**ASSIGNMENT:** Locate all lines in the data below that hold "there" and show them.

────────

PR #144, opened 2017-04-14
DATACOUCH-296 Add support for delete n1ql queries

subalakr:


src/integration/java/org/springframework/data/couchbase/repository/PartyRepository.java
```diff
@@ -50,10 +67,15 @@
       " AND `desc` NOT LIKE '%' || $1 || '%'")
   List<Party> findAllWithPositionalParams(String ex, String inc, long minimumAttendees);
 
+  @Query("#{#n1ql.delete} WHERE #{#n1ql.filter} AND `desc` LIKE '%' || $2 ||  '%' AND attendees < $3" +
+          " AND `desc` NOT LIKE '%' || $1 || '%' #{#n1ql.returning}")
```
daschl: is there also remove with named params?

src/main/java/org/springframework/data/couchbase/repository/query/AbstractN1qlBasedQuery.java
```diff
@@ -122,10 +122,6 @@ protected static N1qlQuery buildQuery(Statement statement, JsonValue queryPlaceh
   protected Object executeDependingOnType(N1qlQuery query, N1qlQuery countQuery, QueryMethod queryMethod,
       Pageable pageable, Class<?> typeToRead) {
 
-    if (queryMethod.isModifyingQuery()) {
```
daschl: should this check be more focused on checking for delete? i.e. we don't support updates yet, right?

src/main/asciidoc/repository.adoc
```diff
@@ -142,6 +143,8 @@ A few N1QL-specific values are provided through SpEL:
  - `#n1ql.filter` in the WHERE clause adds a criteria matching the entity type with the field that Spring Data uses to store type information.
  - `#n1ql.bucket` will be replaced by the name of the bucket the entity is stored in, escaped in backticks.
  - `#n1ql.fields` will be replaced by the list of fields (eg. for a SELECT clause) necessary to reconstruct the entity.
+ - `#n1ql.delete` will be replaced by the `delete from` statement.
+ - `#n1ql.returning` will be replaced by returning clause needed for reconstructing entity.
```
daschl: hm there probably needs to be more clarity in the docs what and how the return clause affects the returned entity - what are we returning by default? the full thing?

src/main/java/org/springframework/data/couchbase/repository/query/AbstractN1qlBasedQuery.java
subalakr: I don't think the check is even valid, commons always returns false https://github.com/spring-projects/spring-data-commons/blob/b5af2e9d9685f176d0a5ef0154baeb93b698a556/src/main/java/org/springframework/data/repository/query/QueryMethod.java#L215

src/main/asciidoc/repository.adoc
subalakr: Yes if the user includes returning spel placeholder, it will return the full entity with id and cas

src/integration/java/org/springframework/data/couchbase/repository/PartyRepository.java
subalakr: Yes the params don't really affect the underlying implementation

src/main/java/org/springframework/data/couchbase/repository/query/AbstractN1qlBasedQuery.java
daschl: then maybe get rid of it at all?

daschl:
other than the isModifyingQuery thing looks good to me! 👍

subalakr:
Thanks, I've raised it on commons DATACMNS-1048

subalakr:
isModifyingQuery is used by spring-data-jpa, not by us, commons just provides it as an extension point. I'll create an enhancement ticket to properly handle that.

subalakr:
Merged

────────

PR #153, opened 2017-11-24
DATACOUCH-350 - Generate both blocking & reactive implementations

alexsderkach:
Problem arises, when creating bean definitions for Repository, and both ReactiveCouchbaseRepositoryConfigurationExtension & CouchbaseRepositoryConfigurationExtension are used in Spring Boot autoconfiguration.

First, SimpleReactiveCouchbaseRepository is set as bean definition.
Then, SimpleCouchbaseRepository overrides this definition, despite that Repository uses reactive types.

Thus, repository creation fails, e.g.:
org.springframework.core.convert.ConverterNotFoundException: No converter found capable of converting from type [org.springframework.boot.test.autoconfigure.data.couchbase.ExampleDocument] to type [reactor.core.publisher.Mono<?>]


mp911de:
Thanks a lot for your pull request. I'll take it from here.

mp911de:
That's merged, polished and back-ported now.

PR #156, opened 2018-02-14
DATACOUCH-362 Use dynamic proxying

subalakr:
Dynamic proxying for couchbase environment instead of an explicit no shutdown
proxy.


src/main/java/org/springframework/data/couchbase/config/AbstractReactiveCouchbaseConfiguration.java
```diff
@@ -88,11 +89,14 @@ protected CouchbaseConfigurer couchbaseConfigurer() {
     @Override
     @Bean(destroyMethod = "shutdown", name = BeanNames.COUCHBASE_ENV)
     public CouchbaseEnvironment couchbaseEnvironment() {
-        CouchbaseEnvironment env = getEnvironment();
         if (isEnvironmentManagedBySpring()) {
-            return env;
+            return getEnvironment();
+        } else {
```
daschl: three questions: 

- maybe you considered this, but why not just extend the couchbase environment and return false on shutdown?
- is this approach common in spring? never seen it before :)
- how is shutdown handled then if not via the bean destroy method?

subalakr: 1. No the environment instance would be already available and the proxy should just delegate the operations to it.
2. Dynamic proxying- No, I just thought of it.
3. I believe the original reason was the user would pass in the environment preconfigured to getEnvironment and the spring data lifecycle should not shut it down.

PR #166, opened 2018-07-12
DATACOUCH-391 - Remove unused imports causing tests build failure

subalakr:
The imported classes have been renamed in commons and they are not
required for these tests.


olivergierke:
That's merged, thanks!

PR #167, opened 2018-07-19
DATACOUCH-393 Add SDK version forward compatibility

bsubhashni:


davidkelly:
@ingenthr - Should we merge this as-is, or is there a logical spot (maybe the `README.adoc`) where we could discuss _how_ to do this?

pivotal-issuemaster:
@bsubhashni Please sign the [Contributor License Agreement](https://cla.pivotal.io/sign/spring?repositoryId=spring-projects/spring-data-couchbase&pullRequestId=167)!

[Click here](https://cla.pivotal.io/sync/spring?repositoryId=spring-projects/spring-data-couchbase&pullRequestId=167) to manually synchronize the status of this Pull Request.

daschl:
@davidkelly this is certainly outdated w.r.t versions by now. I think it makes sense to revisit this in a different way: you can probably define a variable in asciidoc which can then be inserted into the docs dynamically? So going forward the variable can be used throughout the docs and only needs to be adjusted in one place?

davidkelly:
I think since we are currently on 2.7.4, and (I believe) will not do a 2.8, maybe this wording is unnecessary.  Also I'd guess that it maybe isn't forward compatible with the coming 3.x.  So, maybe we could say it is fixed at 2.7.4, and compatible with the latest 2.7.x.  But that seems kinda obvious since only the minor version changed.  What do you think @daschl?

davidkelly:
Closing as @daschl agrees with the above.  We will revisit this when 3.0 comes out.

────────

**THE COMPLETED TASK:**
daschl: is there also remove with named params?
daschl: hm there probably needs to be more clarity in the docs what and how the return clause affects the returned entity - what are we returning by default? the full thing?
@ingenthr - Should we merge this as-is, or is there a logical spot (maybe the `README.adoc`) where we could discuss _how_ to do this?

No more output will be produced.